Putting aside the usual product manufacture and assembly that robots are responsible, one of the most useful ways of utilising a robotic workforce comes in the form of mechanical handling.
It goes without saying that when it comes to lifting and carrying, a robot of a similar physical size to a human is going to outperform us every step of the way. Robots are cheaper to run than humans; they can lift and carry heavier loads; they can place them with exact precision, give or take 0.2mm; you don’t have to worry about them dropping or damaging goods and you don’t have to worry about them tiring by the end of their shift.
This is something which has already been realised by many companies around the world, especially in the world of warehouse operations. Amazon, the world’s favourite internet retail giant, has famously taken to robotic mechanical handling like a fish to water. Their fulfilment centre in New Jersey has a dizzying number of robots helping the human staff complete orders in record time. Unlike in years bygone where someone would have to look up where a product lives in the warehouse, walk on over to right section of the warehouse, manually find the product on the shelf and carry it over to where it needs to be packaged, the entire process is completed by a robot in a simple string of events. Robotic shelves move themselves around to pack goods in tighter, products can be selected and moved by roof-mounted robots, and the entire process is automated to the point where human intervention is kept to a minimum level. This extreme level of efficiency is the real secret behind how Amazon can guarantee its next day deliveries.
While this is a task that humans can feasibly do, albeit at a slower pace, it’s only one area in which robotic mechanical handling outshines their human counterparts. In areas that it’s unsafe for human activity, such as in the hot metals industry, or where things which are simply too heavy for people to lift without using a pallet stacker or a forklift, that robots are able to figuratively step in and pick up the slack.

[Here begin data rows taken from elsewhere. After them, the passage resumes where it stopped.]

PR #5733, opened 2018-12-21
Added method setMinimumSize(int x, int y) : void

Maharal:
When I used the method `setResizable(boolean resizable) : void`, I had trouble resizing the application window. I was able to make windows with 0px height and width, now the programmer can set a minimum window size.

### DIFF
--- a/core/src/processing/awt/PSurfaceAWT.java
+++ b/core/src/processing/awt/PSurfaceAWT.java
@@ -583,6 +583,15 @@ public class PSurfaceAWT extends PSurfaceNone {
     }
   }
 
+    /** Set the minimum size of frame */
+  @Override
+  public void setMinimumSize(int x, int y) {
+    if (frame != null) {
+      sketchWidth = x;
+      sketchHeight = y;
+      frame.setMinimumSize(new Dimension(x, y));
+    }
+  } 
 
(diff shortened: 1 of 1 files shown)


core/src/processing/awt/PSurfaceAWT.java
```diff
@@ -583,6 +583,15 @@ public void setResizable(boolean resizable) {
     }
   }
 
+    /** Set the minimum size of frame */
+  @Override
+  public void setMinimumSize(int x, int y) {
```
Shubham-100: Use unit instead of int

Maharal: unit? What type is this?

Shubham-100: Oops, I meant uint.

Maharal: I was looking at other methods and none uses the type that you propose. Why should I use the type `uint` you propose? Other methods use int, like: setLocation, setCursor, setSize. And a make a research and I don't find this type.

benfry:
This isn't sufficient to handle sizing across the various renderers and platforms; would need more attention to that.

Issue #5746, opened 2019-01-06
Allow Processing to run on OSX using JDK > 1.8 by utilizing the new java.awt.desktop classes


ssilverman:
## Description
`processing.core.ThinkDifferent` should use the `QuitHandler` from the newer `java.awt.desktop` package in addition to `com.apple.eawt.QuitHandler`. Some adapter code could be written that allows this to run on all JDKs, without explicitly removing `com.apple.eawt.QuitHandler` support.

## Expected Behavior
Allow Processing to work on OSX beyond JDK 1.8, while still keeping compatibility.

## Current Behavior
Only works on JDK 1.8 and below.

## Steps to Reproduce
Run any Processing app on JDK > 1.8.

## Your Environment
* Processing version: 3.4
* Operating System and OS version: macOS 10.14.2
* Other information:

## Possible Causes / Solutions
Better cross-platform support was added for "desktop" apps and this removed some of the Apple-specific classes in favour of JDK-provided ones.

ssilverman:
The pull request: #5747.

benfry:
Fixed with https://github.com/processing/processing4/pull/1 and continued development happening at https://github.com/processing/processing4

PR #5747, opened 2019-01-07
Making the ThinkDifferent classes be JDK version-independent. JDK 9…

ssilverman:
… and later have a new java.awt.desktop package that replaces the custom handlers in the com.apple.eawt package. This commit uses java.lang.reflect.Proxy to generate handlers of the correct type, independent of the handler parameter types, which are different across JDK versions.

Specifically, this fixes being able to run a Processing app (externally or otherwise) on OSX using a JDK having a version > 1.8 (i.e. 9 and above).


ssilverman:
Fixes bug: #5746.

app/src/processing/app/platform/ThinkDifferent.java
```diff
@@ -131,12 +131,51 @@ public void handleQuitRequestWith(QuitEvent event, QuitResponse response) {
...
   }
-  
+
 
 //  public ThinkDifferent(Base base) {
 //    this.base = base;
 //  }
 
+  /**
+   * Sets a handler on an instance of {@link Application}, taking into account JVM version
```
ssilverman: Should say "JDK version", but I don't want to make a new commit.

benfry: No, JVM is correct.

ssilverman: My thinking on this is that the JDK includes the JVM plus libraries and other misc. stuff. You could theoretically change package names in the JDK 1.8 class files to JDK11-compliant names (eg. change `com.apple.eawt` to `java.awt.desktop`), and then run them on an older JVM (subject to only non-native code, etc). So my view is that this is still a JDK difference and not a JVM difference. JVM, in my mind, includes bytecodes plus support, and doesn't include the libraries (with some exceptions, eg. invokedynamic implementation).

ssilverman: To play devil's advocate with myself: Originally, "Java" was defined as a JVM plus libraries plus language, so in reality, I think the lines are kind of fuzzy anyway. I won't object to whatever's chosen, "JVM" or "JDK".

benfry:
Fixed with https://github.com/processing/processing4/pull/1 and continued development happening at https://github.com/processing/processing4

Issue #5765, opened 2019-01-22
Control-click on Mac OS X result in all subsequent clicks reported as right-click


mcslee:
## Description
Performing a ctrl-click on Mac OS X results in the click button being reported as RIGHT, which is correct. However, it sets a flag which is never unset, such that *all* subsequent clicks in the operation of the program are reported as right-clicks, for the rest of the program's operation - whether or not the control button is down.

## Expected Behavior
Only clicks performed while the control modifier key is actively down should be reported as a RIGHT click.

## Current Behavior
Every click after the first control-click is reported as button = RIGHT.

## Steps to Reproduce
```
void setup() {
  registerMethod("mouseEvent", this);
}

void draw() {
}

void mouseEvent(MouseEvent mouseEvent) {
  if (mouseEvent.getAction() == MouseEvent.PRESS) {
    println(mouseEvent.getButton());
  } 
}
```

Run the above and observe that after a control-click, on Mac OS, all future events are reported as RIGHT button.

## Your Environment
MacOS Mojave 10.14.2
Processing 3.5.1

## Possible Causes / Solutions
The issue is caused by this line:
https://github.com/processing/processing/commit/2d2b4779013045512cb469e615b0dc376672292a#r32029420

benfry:
Ouch; thanks for finding that.

mcslee:
Sure thing - appreciate the quick merge!

benfry:
Fixed with #5766 for Processing 3.5.2.

PR #5766, opened 2019-01-22
Fix bug with control-click for RIGHT on Mac OS, addresses #5765

mcslee:
When a control-click occurs, the macosxLeftButtonWithCtrlPressed flag
was set, but was never being unset due to accidental comparison with
the button variable instead of action variable. All future mouse
operations reported as right-click on Mac OS. This fixes the comparison
so that only the operations from a mouse press with the control button
down are reported as RIGHT. The flag is cleared after mouse release.

### DIFF
--- a/core/src/processing/core/PApplet.java
+++ b/core/src/processing/core/PApplet.java
@@ -2697,7 +2697,7 @@ public class PApplet implements PConstants {
                                event.getX(), event.getY(),
                                button, event.getCount());
       }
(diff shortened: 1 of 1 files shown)


benfry:
Thanks!

benfry:
Incorporated for 3.5.2.

JakubValtar:
@mcslee Good job spotting this, I made a typo when moving the code. Thanks!

PR #5818, opened 2019-03-15
 ADD : Dialouge after Install/Update/Remove contributions

DeerajTheepshi:
- The user was not being notified when the installation of Contribution was completed.
- This PR involves displaying a dialog , when installation is complete or removed or updated
- Solves Issue : #5822

### DIFF
--- a/app/src/processing/app/contrib/DetailPanel.java
+++ b/app/src/processing/app/contrib/DetailPanel.java
@@ -550,7 +550,7 @@ class DetailPanel extends JPanel {
 
       ContribProgressBar downloadProgress = new ContribProgressBar(installProgressBar) {
         public void finishedAction() {
-          // nothing?
+          JOptionPane.showMessageDialog(null, "Installation Completed");
         }
 
         public void cancelAction() {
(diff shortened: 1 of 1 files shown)


SyamSundarKirubakaran:
> installation of Contribution

Can you make this more clear.!? Also, specify the issue that this PR closes.

DeerajTheepshi:
> > installation of Contribution
> 
> Can you make this more clear.!? Also, specify the issue that this PR closes.

By Contribution , I meant, mode/library/tools/Examples installation

kfrajer:
Hi Deeraj, I checked the PR and it requires more testing. The changes seems to work for the `update` action for the trivial case. However, it does not trigger for `remove` and it does trigger for `install` but only after downloading step and not after completing the installation of the library. I only tested this when installing/updating/removing libraries. I have not tested this for tools, examples or mode installs. 

One suggestion is to place your change at the end of the following function in the same file: `private void finishInstall(boolean error)`. You can test it in the different scenarios and provide details on your tests. This information will make easier to evaluate the PR.

PR #5831, opened 2019-04-02
[enhancement/grammar/spelling] - processing/processing/issue_template.md

tmm88:
[enhancement/grammar/spelling] - processing/processiang/issue_template.md


jeremydouglass:
No, that is not a correct use of "between" -- it would introduce an error.  "Between" requires two points of comparison.

What is the difference between A and B? CORRECT
What is the difference between A? WRONG

Issue #4507, opened 2016-05-23
Case sensitivity with libraries


prisonerjohn:
I know the issue of case-sensitivity was brought up before, but this is regarding loading contributed Libraries.

If we look at RiTa as an example, it downloads with no errors from the Contribution Manager, but will not work when used in a sketch.

![capture](https://cloud.githubusercontent.com/assets/119702/15476409/bff59b60-20dc-11e6-82a4-a2f2074bd4f0.PNG)

It works if we change the folder name to match the package name, but that's now different from the Library name.

![capture2](https://cloud.githubusercontent.com/assets/119702/15476445/ed1265e2-20dc-11e6-8faf-808895515e76.PNG)

And that's only an issue on Linux, because that seems to be the only OS that is case-sensitive.

Possible solutions:
* Add a step when downloading a Contribution to transform the path to lowercase.
* Advise authors to use lowercase for all folders in their hierarchy.
* Something else?

cc @dhowe

PR #5844, opened 2019-04-21
FIX Library never appears installed Issue

DeerajTheepshi:
Solves issues reported with Case sensitive file system of Linux and libraries not listed as downloaded/installed in the CM.

Closes the following issues: 
#4507
[https://github.com/processing/processing-android/issues/300](url) (Processing - Android)


benfry:
This shouldn't be necessary and is hopefully resolved in more recent releases.

PR #5881, opened 2019-06-14
Workaround for issue #4104

ghjansen:
Conditional control of FBO layer, based on environment settings.
Looking forward for feedback on any adjustment required.

More info:
Issue #4104 
[Comment explainig the patch](https://github.com/processing/processing/issues/4104#issuecomment-502246089)

### DIFF
--- a/core/src/processing/core/PSurface.java
+++ b/core/src/processing/core/PSurface.java
@@ -158,4 +158,6 @@ public interface PSurface {
   public boolean stopThread();
 
   public boolean isStopped();
+
+  public boolean isFboAllowed();
 }
--- a/core/src/processing/core/PSurfaceNone.java
+++ b/core/src/processing/core/PSurfaceNone.java
@@ -245,6 +245,10 @@ public class PSurfaceNone implements PSurface {
     //g.setFrameRate(fps);
   }
 
+  @Override
+  public boolean isFboAllowed() {
+    return true;
+  }
 
   public class AnimationThread extends Thread {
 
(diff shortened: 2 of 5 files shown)


bill32bill32-dot:
void setup() 
{
  size(screen.width, screen.height);
}

void draw() 
{
  if (mousePressed) 
  {
    fill(0);
  } 
  else 
  {
    fill(255);
  }
  ellipse(mouseX, mouseY, 80, 80);
}
			[](url)

commonpike:
Without this, my mac powerbooks cant use P2D or P3D. I applied this patch and magically solved the issue without noticeable side effects.

Fwiw, here's a writeup of how I did that
https://stackoverflow.com/questions/57943895/processing-apply-core-patch-and-compile

ghjansen:
I am happy to know that it helped @commonpike . Thank you for sharing!
Please let me know if you notice anything wrong while using it.
I upvoted your solution in SO.

benfry:
We can't make use of `sun.java2d.*` classes because they're non-standard. If this is the only way to do it, these methods would need to be called via reflection, so that it can degrade gracefully if the `sun.java2d` package (or a specific class) is not available.

ghjansen:
@benfry understood. Thank you for your feedback!
I don't know yet a different way of doing this.
ce575e9 now uses reflection to handle `sun.java2d.*`.
Please, let me know if you think it can degrade gracefully enough this way.
Also, I'm available for hire. Is there any interest?

benfry:
Thanks for the fix, really appreciate it. I've incorporated a version of it over here: https://github.com/processing/processing4/commit/269f626f98e9a3edaf70ea67545d7456cbbf02b7 for Processing 4.x. 

@codeanticode will want to fix it up later since there's already FBO enabled/disabled code in there, but at least we have the workaround for now.

ghjansen:
@benfry nice!
@commonpike do you mind to test with the latest changes? (ce575e9)

PR #5900, opened 2019-08-01
Change method name 'sadness' to 'printError', 'loop' to 'enableLooping', 'list' to 'getFonts', 'available' to 'getNextActiveClients', 'paint' to 'setTextSelection', 'empty' to 'getSketchInstance' 

pdhung3012:
The class JAppleMenuBar is used as the starting point for the application. This method named 'sadness' is to print error. Thus, the method name 'printError' is more intuitive than 'sadness'.

The class PApplet is used to represent PApplet.  This method named 'loop' is to enable the looping mode. Thus, the method name 'enableLooping' is more intuitive than 'loop'.

The class PFont is used to represent the fonts in the system.  This method named 'list' is to get the list of the fonts installed on the system. Thus, the method name 'getFonts' is more intuitive than 'list'.

The class Server is used to represent Server.  This method named 'available' is to return the next client in line with a new message. Thus, the method name 'getNextActiveClient' is more intuitive than 'available'.

The class LineHighlight is used to Model/Controller for a highlighted source code line.  This method named 'paint' is to set text as selection. Thus, the method name 'setTextToSelection' is more intuitive than 'paint'.

The class PreprocessedSketch is used to represent PreprocessedSketch.  This method named 'empty' is to build a new PreprocessedSketch. Thus, the method name 'getSketchInstance' is more intuitive than 'empty'.

### DIFF
--- a/core/src/japplemenubar/JAppleMenuBar.java
+++ b/core/src/japplemenubar/JAppleMenuBar.java
@@ -51,19 +51,19 @@ public class JAppleMenuBar {
 	        instance = new JAppleMenuBar();
 
 	      } else {
-	        sadness("Problem saving " + FILENAME + " for full screen use.");
+	        printError("Problem saving " + FILENAME + " for full screen use.");
 	      }
 	    } else {
-        sadness("Could not load " + FILENAME + " from core.jar");
+        printError("Could not load " + FILENAME + " from core.jar");
 	    }
 	  } catch (IOException e) {
-	    sadness("Unknown error, here's the stack trace.");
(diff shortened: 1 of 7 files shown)


Bobby54:
I get what you mean, but the names you suggsted are much longer which is annoying when working with these methods.

benfry:
I'll post something later about method naming, but the short version is 1) keep things brief (as you see throughout the entire API, 2) keep things in line with the rest of the API… These suggestions contradict those rules that we've used (more or less) consistently.

PR #2187, opened 2026-05-14
fix(HttpApi): handle empty optional JSON payloads

### LINKED ISSUE #2188: HttpApi optional JSON payload rejects empty request body
`HttpApiEndpoint` optional JSON payloads reject empty request bodies before the handler runs.

Repro PR: https://github.com/Effect-TS/effect-smol/pull/2187

Minimal shape:

```ts
const Payload = Schema.Struct({
  name: Schema.optional(Schema.String)
})

HttpApiEndpoint.post("create", "/create", {
  payload: Schema.optional(Payload),
  success: Schema.String
})
```

For:

```http
POST /create
Content-Type: application/json
Content-Length: 0
```

Expected: handler receives `ctx.payload === undefined`.

Actual: HttpApi returns `400` before the handler.

Maybe this is intentional semantics, but I found it somewhat surprising and awkward to work around. It seems related to JSON codec rewriting: `Schema.toCodecJson` represents `undefined` as JSON `null`, while an empty HTTP body is transport absence and seems like it should preserve the endpoint's optional-body semantics.

kitlangton:
Closes #2188.

## Summary
- Adds a regression test for an optional JSON payload endpoint receiving an empty request body.
- Includes one possible implementation: if the payload Type accepts `undefined`, decode an empty JSON body as decoded `undefined` instead of routing it through the JSON codec's encoded `null` representation.
- Adds a patch changeset.

## Notes
The reproducer is the important part; the implementation is one candidate fix and I am happy to adjust it if there is a preferred semantic/modeling approach.

## Test
- `pnpm vitest packages/platform-node/test/HttpApi.test.ts -t \"optional JSON payload accepts an empty request body\"`

### DIFF
--- a/.changeset/httpapi-empty-optional-payload.md
+++ b/.changeset/httpapi-empty-optional-payload.md
@@ -1,0 +1,5 @@
+---
+"effect": patch
+---
+
+Fix `HttpApiBuilder` empty JSON body decoding for optional payloads. See [#2188](https://github.com/Effect-TS/effect-smol/issues/2188).
--- a/packages/effect/src/unstable/httpapi/HttpApiBuilder.ts
+++ b/packages/effect/src/unstable/httpapi/HttpApiBuilder.ts
@@ -497,6 +497,7 @@ type PayloadDecoder =
   }
   | {
     readonly _tag: "Json" | "FormUrlEncoded" | "Uint8Array" | "Text"
+    readonly undefinedOnEmpty: boolean
     readonly nullOnEmpty: boolean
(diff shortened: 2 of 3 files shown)


tim-smart:
Schema.optional is for properties. For HttpApi payloads you can use `payload: [SomePayload, HttpApiSchema.NoContent]`

kitlangton:
Closing — `payload: [SomePayload, HttpApiSchema.NoContent]` is the idiomatic way to handle this. Thanks @tim-smart!

PR #2204, opened 2026-05-17
feat(bun-test): add @effect/bun-test package

emilienbidet:
## Summary

Adds a new `@effect/bun-test` workspace package that mirrors the `@effect/vitest`
API surface (`it.effect`, `it.live`, `it.layer`, `it.prop`, `flakyTest`,
`layer`, …) but runs on Bun's built-in
[`bun:test`](https://bun.sh/docs/cli/test) runner instead of Vitest.

Companion PR to Effect-TS/effect#6236; addresses the same request as
Effect-TS/effect#5964.

## Why

Quoting Effect-TS/effect#5964: Bun's test runner is significantly faster than
Vitest, and the Vitest dependency of `@effect/vitest` is a thin wrapper around
`it()` and `describe()` — the actual Effect test machinery (TestClock,
TestConsole, fast-check integration) is runner-agnostic. This PR ports that
thin wrapper to `bun:test` for the v4 line in `effect-smol`.

## What's in the package

`packages/bun-test/` mirrors `packages/vitest/`:

- `src/index.ts` — public API, types, re-exports of `bun:test` primitives
- `src/internal/internal.ts` — Effect runner + tester/layer/prop wrappers
  (uses `Effect.fnUntraced`, `Layer.buildWithMemoMap`, `Layer.mergeAll(TestConsole.layer, TestClock.layer())`
  to match the v4 vitest package shape)
- `src/utils.ts` — assertion helpers (copied from `@effect/vitest` `utils.ts`,
  `vassert.instanceOf` swapped for `node:assert`)
- `test/index.test.ts` — ported from `packages/vitest/test/index.test.ts`
- `tsconfig.json`, `docgen.json`, `bunfig.toml`, `package.json`, `README.md`,
  `LICENSE`

A changeset is included (`.changeset/add-effect-bun-test.md`).

## Differences from `@effect/vitest`

Bun's test runner has a smaller surface than Vitest. The PR documents these
gaps in the package README; they were not papered over with runtime shims:

- `addEqualityTesters` is a **no-op** — `bun:test`'s `expect` has no
  `addEqualityTesters` API.
- **`TestContext`** is synthesised inside the test wrapper rather than passed
  in by the runner, because `bun:test` doesn't pass a context object.
- **`re-export from \"bun:test\"`** doesn't work in Bun (1.2.x), so the public
  primitives are re-exported via `const` bindings rather than `export *`.

## Test plan

- [x] `pnpm install` at the workspace root resolves cleanly
- [x] `pnpm --filter=@effect/bun-test check` passes
- [x] `bun test` inside `packages/bun-test` is green
  - 24 pass, 4 skip, 0 fail
- [ ] Maintainers to decide whether CI should grow a Bun job for this package

## Notes for review

- The `layer > release` test had its trailing `afterAll(...)` reordered so it
  runs **after** the layer's own `afterAll` (Bun runs `afterAll` hooks in
  registration order).
- The `it.live.fails("interrupts on timeout", ...)` test from the vitest suite
  was dropped because Bun has no fiber-interrupt-on-failure hook equivalent.
- No upstream files outside `packages/bun-test/`, `.changeset/`, and
  `pnpm-lock.yaml` were touched.


ebramanti:
Would love to see this land, I have had to vendor this locally in my project in the meantime

artile:
+1 to this

IMax153:
Hi @emilienbidet,

emilienbidet:
Replacement PR opened against `Effect-TS/effect:main` as requested: https://github.com/Effect-TS/effect/pull/7521

The code was re-ported against the current v4 `main` — the property-testing layer now uses `effect/unstable/arbitrary/Arbitrary` like the current `@effect/vitest` (this PR's version was FastCheck-based), and timeouts now actually interrupt the Effect fiber (the wrapper aborts the synthesized test context's `AbortSignal`), so the two timeout-interruption tests from the vitest suite could be ported instead of dropped.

As we move into the latter half of the decade we’re expecting to see more and more robots enter the workforce across a range of new industries. The Dubai police force have already said that they’re looking to get ‘fully intelligent robots that can interact with people’ on the beat by 2017. Whether these wind up looking more like RoboCop or Ed 209 remains to be seen, though presumably both would have the capability to carry out heavy lifting tasks should a member of the public need it.
The police force admits that this is still in R&D at the moment, so we’re still a way off from the full RoboCop experience. However, there’s no denying that the benefits of using robots as mechanical handling tools in the workforce are too numerous to ignore.